◆ WHAT TO WORK ON ◆
Could you copy every line of the data that contains "exception"?

Extracted data entries
════

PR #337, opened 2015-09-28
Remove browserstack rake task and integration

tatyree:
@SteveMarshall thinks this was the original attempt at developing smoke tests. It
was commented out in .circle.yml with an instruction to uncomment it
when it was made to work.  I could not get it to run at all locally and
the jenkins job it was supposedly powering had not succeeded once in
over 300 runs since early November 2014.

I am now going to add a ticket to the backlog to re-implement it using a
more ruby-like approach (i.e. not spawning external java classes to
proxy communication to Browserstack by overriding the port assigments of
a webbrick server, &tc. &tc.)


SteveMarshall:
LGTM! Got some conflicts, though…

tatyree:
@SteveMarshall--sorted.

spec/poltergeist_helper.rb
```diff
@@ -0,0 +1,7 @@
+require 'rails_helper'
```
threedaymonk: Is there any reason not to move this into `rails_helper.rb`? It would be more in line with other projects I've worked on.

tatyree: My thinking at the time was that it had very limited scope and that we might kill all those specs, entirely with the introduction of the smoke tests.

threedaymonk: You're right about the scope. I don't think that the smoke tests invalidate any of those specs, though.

════

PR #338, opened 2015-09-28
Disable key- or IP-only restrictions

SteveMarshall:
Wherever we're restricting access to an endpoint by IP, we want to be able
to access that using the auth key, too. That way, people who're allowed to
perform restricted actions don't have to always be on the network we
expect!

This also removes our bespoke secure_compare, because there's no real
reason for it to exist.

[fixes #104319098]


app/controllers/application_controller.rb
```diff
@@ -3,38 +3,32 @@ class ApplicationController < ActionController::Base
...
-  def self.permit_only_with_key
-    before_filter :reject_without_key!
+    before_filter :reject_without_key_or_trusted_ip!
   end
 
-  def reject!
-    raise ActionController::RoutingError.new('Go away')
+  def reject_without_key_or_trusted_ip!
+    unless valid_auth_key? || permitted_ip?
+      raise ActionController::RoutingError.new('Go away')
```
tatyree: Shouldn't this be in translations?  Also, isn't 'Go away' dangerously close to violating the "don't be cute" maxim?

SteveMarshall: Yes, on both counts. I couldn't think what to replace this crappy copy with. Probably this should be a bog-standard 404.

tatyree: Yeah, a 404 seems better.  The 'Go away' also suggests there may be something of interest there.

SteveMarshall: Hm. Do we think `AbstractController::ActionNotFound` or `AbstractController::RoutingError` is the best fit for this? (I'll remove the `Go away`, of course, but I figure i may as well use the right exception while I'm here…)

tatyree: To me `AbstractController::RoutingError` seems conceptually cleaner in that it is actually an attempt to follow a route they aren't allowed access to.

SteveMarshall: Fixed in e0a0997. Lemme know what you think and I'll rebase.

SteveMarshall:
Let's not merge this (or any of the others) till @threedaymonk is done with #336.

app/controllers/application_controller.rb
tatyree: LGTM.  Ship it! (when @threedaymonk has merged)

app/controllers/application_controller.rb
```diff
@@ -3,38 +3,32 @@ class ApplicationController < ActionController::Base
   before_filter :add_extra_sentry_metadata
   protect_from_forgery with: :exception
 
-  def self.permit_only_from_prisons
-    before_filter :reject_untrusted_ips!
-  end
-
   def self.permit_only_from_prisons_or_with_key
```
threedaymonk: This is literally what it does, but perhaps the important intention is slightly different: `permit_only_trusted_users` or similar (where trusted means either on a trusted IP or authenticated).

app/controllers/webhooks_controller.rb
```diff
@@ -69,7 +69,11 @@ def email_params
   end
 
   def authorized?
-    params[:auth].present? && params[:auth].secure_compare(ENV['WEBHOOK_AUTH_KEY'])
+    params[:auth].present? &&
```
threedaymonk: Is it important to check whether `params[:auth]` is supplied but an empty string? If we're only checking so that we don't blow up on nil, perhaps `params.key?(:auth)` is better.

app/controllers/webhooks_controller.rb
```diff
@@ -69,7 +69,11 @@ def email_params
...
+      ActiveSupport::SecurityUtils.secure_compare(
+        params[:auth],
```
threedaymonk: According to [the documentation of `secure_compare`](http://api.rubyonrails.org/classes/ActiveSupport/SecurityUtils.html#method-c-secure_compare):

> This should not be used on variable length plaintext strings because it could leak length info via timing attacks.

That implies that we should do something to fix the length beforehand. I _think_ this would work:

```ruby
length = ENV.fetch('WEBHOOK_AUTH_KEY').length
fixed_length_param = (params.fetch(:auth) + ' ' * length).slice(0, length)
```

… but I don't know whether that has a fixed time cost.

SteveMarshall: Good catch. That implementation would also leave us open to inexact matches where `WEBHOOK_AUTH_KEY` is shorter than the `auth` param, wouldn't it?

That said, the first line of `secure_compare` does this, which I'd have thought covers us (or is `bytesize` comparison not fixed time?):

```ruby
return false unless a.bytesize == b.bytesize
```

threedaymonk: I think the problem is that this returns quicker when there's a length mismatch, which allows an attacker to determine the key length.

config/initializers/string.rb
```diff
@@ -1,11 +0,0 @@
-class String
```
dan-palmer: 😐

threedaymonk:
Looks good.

════

◆ REPLY TO THE TASK ◆
SteveMarshall: Hm. Do we think `AbstractController::ActionNotFound` or `AbstractController::RoutingError` is the best fit for this? (I'll remove the `Go away`, of course, but I figure i may as well use the right exception while I'm here…)
   protect_from_forgery with: :exception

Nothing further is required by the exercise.